Friday, October 26, 2007

Calling a therapist

People mostly call psychologists (or any shrink, for that matter) when they're in trouble. It's because they have made a mess, or because someone intimately involved in their life has made a mess. What do they think we're supposed to do?

A few months ago a new patient is overwhelmed by grief in my office because she has just found out her husband has had an affair. "Lady, I can't fix that!" I want to say, but she already knows that. She just wants someone to bear witness to her unhappiness, to have someone say to her "That's a shame. I'm sorry you're hurting." Hearing that won't fix anything, but somehow she will feel validated in her misery.

Where are the friends and family that should be standing witness to this sort of event? We've become so fragmented that we seem to have lost our natural support systems, and we're reduced to hiring a sympathetic ear to make real what has happened to us. Maybe the young people with their cell phones and instant messages have the right instinct. Maybe out of the deep human need to escape isolation they are re-creating their own tribes.

My job as a psychotherapist is to help people change. The absolute worst time to try to make a considered and thoughtful change is in the midst of a catastrophe. Granted, a catastrophe, especially one that you create yourself, establishes a dramatic context for the necessity of change, but nobody can think clearly while overwhelmed with misery, desperation or grief. To know what you want to change requires that you know who you are. You have to start from where you are, not from where you want or ought to be. That requires clear thinking, not desperate emotionality. "The court told me I have to see a psychologist" is possibly the worst possible starting point for anything useful.

Monday, October 15, 2007

The function of truth in therapy: Comments on Kaiser

Helmuth Kaiser's theory was that therapy occurred when at least two people were together and at least one of them said what s/he meant and meant what s/he said. He believed that people pretended to understand one another rather than accept the total separateness and isolation of their lives.

While I believe there is some validity in the first statement, I'm not at all sure about the second. Suppose, for instance, that there is a therapist (I'll use male references) and a patient. When the therapist "says what he means and means what he says", who changes? One? Both? Imagine now that the therapist spends the entire hour talking "truthfully" about himself. How could that possibly be effective treatment for the patient? On the other hand, how can the therapist induce the patient to say what he means and mean what he says?

Instead let's look at the issue from a standpoint I have proposed in previous notes. When the therapist gives a truthful response instead of following the social rules, s/he destabilizes the situation. That is, by breaking out of the social role and responding authentically to the patient, s/he makes it possible, or even necessary, for something new to take place. Now the patient can think and say something new, something that is not a social cliche or a comfortable lie. Of course the patient can invent new lies, but that takes a great deal of creativity and is hard to sustain in an ongoing interaction.

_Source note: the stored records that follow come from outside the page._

PR #10730, opened 2023-05-01
added app_events data stream for otel events

bryce-b:
## Motivation/summary
The mobile agents & mobile UI are starting to depend on `events`, a special class of log in the Otel environment.  We think it would be valuable to have them ingested in their own data stream to differentiate them from logs, and avoid having them lost in the noise of the logs data stream. 

## Checklist

## Related issues
https://github.com/elastic/apm-data/pull/28


bryce-b:
I'm not entirely sure this is all the points that need to get added for another data-stream. See also the PR to elastic/apm-data#28

axw:
The code change looks fine. What is the definition of an "app event"? How does this differ from any other kind of log? What are they used for, and why does it help to store them a separate data stream?

bryce-b:
@axw an event is a special log that contains `event.name` and `event.domain`. In open telemetry, a log provider cannot create events unless the provider is created with the `event.domain` set. I used the `app` prefix because I thought `event` on it's own was too broad; maybe more thought should go into the name? 

From the [Otel event-api spec](https://github.com/open-telemetry/opentelemetry-specification/blob/main/specification/logs/event-api.md) : 
> While the logging space has a diverse legacy with many existing logging libraries in different languages, there is not ubiquitous alignment with OpenTelemetry events. In some logging libraries, producing records shaped as OpenTelemetry events is clunky or error-prone.

The reason we want to put them in a separate data stream is because they represent more critical data points for developers, such as crashes, or [lifecycle events
](https://github.com/elastic/apm/blob/main/specs/agents/mobile/events.md#application-lifecycle-events)

bryce-b:
@kruskall could you point me towards the tests for `apmpackage/apm/data_stream`? I'm having difficulty finding them

kruskall:
> @kruskall could you point me towards the tests for `apmpackage/apm/data_stream`? I'm having difficulty finding them

Sorry, wrong PR, I meant in apm-data: https://github.com/elastic/apm-data/pull/28

We could probably have some system tests here too but there is a more important discussion going on so I'll defer to other reviewers

AlexanderWert:
> * Do we want to store one document per received event or do we want to pre-aggregate an not store them?

One use case is to see what happened within individual sessions. So a timeline of events. For that we need to store the individual events (not aggregated).

> * Do we want users to see their events when looking at the logs of the application?

I would say: NO. (And that was the primary reason to think about a separate data-stream.) Reasoning: we do not want to "pollute" the logs view with events that have a very specific meaning. 

> * Where and how are we planning to visualize events?

For example in a session timeline. 

> * What are the downsides of querying the logs data stream and adding an exists query on `event.name` and `event.domain`?

The main reason was to logically separate different types of data (also semantically and logically). And when showing regular logs of a service / app to not include the special events (like breadcrumbs, lifecycle events, etc.).

felixbarny:
> we do not want to "pollute" the logs view with events that have a very specific meaning.

How do we plan to filter out the app events from the service logs, then? The events will also match the `logs-*` index pattern and have a `service.name` entry.

felixbarny:
> Is that due to the dataset being set to logs?

Yes.

> Would it work to change the dataset to something like events? I'm not sure what the constraints of that field are.

That would work but there are constraints, yes. However, these constrains aren't set in stone:

https://github.com/elastic/package-spec/blob/13493cded215333659c3c6070956182c5acc6370/spec/integration/data_stream/manifest.spec.yml#L203-L211

bryce-b:
We chatted about this PR in the mobile agent weekly meeting, and decided it's not necessary to split events out of logs for mobile.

So I think the therapist moves the therapy along by speaking the truth, however uncomfortable, by saying what he means and meaning what he says, and thus makes it possible for the patient to think of himself in a new way, one that is more honest. This can be an uncomfortable process, certainly an anxiety-provoking one. (There are many examples in the "Dishonesty Dialogues.) When I pay attention to my interactions with other people, it is astonishing to me how much of the time I hide behind socially acceptable lies. If I tell the truth in social situations, however, no matter how tactfully and kindly, it doesn't take long for the room to empty and for people to find more comfortable and less challenging conversations. But the few that stick around or come back for more are worth getting to know. When I tell the truth in a therapy session, the patient is freed to change, think, get more in touch with himself, make his meanings and words fit together.